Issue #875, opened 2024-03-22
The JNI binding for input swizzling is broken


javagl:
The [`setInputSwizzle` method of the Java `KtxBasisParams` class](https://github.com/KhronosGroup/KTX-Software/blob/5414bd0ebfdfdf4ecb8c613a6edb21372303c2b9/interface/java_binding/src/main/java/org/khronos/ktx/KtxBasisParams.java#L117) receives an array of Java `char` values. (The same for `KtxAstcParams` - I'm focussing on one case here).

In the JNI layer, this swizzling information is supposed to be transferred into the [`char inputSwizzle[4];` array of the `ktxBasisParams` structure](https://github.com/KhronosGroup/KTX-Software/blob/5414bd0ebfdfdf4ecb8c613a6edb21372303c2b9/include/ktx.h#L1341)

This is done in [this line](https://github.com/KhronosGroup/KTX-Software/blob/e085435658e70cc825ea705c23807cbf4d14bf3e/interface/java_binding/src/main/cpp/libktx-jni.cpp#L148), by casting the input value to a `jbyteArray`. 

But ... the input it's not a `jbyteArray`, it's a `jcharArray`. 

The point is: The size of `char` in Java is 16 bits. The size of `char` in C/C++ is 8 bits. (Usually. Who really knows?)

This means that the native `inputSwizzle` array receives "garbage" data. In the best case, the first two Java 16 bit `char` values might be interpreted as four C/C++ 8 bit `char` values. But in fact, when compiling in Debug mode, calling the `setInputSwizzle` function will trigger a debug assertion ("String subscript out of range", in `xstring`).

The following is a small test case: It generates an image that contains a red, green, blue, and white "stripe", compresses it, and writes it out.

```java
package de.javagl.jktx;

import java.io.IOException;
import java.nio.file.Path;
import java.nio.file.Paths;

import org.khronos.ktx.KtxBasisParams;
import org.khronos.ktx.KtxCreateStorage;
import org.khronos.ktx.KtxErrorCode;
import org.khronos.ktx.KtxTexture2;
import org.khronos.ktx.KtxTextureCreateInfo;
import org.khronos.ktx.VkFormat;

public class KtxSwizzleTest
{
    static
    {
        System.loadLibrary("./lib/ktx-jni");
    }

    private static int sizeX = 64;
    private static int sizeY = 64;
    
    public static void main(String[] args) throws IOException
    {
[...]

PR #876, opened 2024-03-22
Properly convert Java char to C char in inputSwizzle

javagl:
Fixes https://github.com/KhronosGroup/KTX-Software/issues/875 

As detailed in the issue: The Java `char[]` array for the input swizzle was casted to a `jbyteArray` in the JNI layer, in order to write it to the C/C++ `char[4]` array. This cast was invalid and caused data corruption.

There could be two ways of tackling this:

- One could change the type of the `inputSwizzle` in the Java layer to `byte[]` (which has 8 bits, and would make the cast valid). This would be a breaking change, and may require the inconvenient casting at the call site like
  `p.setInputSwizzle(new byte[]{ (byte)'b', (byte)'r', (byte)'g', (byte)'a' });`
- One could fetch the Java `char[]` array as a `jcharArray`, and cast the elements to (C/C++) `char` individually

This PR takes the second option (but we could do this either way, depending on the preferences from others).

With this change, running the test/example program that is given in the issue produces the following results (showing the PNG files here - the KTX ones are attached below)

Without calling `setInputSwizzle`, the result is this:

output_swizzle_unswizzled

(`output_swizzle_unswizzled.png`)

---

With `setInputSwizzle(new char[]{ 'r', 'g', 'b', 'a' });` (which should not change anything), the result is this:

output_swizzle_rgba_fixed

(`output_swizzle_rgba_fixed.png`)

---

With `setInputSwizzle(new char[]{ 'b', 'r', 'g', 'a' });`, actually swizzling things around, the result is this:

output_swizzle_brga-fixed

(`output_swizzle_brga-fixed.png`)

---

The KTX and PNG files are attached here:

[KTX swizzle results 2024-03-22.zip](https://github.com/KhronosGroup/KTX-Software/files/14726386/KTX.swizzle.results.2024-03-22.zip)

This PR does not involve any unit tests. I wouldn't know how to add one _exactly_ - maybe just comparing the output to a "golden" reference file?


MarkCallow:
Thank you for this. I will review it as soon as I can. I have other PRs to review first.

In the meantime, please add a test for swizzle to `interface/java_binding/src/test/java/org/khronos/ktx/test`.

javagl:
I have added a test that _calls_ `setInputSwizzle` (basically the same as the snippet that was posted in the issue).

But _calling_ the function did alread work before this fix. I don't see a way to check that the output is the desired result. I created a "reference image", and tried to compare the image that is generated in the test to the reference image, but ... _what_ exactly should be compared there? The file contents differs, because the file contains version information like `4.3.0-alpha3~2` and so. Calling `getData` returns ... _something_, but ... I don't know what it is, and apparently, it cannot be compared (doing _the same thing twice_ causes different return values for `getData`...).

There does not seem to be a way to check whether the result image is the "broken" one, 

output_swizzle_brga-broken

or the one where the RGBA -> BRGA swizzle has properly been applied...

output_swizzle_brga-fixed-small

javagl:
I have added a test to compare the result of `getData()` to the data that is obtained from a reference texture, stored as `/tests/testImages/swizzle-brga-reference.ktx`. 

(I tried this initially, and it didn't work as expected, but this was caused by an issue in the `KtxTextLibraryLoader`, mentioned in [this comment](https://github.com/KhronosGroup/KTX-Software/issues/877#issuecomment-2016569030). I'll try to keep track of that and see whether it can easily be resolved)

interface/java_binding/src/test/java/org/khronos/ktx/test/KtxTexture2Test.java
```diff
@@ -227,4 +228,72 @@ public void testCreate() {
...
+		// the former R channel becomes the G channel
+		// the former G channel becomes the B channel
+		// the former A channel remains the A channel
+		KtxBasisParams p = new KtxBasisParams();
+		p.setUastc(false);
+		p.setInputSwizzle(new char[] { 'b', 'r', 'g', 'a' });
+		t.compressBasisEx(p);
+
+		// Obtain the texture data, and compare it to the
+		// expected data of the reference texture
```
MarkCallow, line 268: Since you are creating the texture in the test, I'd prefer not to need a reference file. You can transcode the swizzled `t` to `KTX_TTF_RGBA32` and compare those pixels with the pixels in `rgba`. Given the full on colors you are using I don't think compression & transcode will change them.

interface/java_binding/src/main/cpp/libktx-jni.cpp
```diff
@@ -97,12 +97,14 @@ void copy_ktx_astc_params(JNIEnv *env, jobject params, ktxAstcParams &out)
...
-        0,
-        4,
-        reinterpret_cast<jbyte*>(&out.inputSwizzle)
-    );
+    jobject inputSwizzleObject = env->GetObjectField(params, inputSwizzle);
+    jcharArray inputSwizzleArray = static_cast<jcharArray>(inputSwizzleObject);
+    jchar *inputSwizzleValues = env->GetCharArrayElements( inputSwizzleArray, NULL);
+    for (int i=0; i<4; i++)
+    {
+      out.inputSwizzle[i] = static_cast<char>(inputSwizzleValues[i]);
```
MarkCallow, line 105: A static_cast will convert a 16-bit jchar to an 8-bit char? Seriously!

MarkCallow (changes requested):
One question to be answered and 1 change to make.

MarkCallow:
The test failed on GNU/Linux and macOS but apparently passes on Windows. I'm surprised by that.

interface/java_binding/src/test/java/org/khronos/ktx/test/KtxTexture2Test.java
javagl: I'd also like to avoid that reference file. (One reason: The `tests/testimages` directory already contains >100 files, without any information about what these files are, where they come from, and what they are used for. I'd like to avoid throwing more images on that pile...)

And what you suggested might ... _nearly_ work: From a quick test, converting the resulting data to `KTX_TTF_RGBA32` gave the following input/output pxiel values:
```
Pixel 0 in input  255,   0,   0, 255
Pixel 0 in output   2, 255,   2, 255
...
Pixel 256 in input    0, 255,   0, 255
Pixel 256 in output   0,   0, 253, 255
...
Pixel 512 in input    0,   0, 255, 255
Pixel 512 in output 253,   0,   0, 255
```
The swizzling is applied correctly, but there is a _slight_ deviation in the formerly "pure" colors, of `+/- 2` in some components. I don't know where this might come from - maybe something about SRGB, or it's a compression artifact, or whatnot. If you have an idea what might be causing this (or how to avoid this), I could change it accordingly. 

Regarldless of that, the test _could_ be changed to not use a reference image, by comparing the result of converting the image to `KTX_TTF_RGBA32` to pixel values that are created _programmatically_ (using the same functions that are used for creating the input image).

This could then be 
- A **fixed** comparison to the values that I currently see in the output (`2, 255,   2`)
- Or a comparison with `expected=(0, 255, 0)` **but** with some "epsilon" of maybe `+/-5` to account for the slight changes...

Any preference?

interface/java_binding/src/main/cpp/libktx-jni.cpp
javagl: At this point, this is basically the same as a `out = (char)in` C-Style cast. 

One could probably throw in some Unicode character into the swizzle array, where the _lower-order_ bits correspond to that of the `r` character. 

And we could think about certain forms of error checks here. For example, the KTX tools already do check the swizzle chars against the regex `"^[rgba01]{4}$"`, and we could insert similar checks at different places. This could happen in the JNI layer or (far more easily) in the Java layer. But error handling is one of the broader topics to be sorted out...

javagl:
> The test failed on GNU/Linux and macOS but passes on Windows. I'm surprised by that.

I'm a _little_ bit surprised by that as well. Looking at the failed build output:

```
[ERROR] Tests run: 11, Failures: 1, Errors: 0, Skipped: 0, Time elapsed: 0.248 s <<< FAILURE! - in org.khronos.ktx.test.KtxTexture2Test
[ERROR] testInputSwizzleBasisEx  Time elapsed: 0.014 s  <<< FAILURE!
---
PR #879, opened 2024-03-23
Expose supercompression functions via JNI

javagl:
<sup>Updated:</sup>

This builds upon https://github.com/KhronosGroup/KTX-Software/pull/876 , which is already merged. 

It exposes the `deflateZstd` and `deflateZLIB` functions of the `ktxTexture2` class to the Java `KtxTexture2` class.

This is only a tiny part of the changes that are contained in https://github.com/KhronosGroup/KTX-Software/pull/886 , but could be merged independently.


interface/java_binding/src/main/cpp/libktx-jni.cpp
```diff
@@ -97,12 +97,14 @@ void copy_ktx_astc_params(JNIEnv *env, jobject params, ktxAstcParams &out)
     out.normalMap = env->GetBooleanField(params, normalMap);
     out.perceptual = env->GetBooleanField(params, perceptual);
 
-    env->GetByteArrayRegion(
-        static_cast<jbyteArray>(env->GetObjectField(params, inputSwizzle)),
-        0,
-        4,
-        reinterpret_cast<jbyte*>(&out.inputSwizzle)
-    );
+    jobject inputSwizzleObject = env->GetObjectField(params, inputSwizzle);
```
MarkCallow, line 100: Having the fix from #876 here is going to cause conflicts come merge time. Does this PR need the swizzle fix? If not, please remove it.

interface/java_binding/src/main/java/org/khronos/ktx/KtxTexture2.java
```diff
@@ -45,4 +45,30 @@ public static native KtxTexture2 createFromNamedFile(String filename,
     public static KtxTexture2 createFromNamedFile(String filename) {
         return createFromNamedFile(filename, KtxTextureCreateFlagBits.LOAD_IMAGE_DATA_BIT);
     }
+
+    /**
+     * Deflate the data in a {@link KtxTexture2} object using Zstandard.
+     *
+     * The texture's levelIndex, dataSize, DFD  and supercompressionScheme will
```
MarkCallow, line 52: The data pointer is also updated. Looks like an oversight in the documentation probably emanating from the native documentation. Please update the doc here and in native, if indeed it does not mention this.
--
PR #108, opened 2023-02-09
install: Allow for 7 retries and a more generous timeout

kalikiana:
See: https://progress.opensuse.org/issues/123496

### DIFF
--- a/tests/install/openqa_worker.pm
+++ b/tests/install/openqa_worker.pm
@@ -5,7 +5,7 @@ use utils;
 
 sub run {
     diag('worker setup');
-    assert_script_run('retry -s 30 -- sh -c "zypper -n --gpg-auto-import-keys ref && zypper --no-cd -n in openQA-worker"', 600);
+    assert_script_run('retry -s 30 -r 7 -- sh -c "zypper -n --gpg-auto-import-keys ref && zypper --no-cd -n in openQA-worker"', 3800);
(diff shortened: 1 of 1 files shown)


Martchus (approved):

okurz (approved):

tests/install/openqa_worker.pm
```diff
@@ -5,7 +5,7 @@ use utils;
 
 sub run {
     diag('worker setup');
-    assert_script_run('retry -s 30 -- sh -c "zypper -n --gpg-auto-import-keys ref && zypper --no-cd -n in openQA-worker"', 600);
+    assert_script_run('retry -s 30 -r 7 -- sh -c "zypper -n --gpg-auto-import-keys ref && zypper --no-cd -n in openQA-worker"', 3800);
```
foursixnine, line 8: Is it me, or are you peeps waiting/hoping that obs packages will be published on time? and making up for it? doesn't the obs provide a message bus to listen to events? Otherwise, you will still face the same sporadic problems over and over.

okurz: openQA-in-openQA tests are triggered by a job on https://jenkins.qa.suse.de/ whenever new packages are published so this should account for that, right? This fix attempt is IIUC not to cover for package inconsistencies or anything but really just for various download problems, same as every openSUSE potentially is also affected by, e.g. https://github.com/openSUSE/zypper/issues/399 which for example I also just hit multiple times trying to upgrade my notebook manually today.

**Task directions**
Only lines that hold the string "changes" belong in the answer, so copy every one of them from the records.

**Solution to this exercise**
MarkCallow (changes requested):
- Or a comparison with `expected=(0, 255, 0)` **but** with some "epsilon" of maybe `+/-5` to account for the slight changes...
This is only a tiny part of the changes that are contained in https://github.com/KhronosGroup/KTX-Software/pull/886 , but could be merged independently.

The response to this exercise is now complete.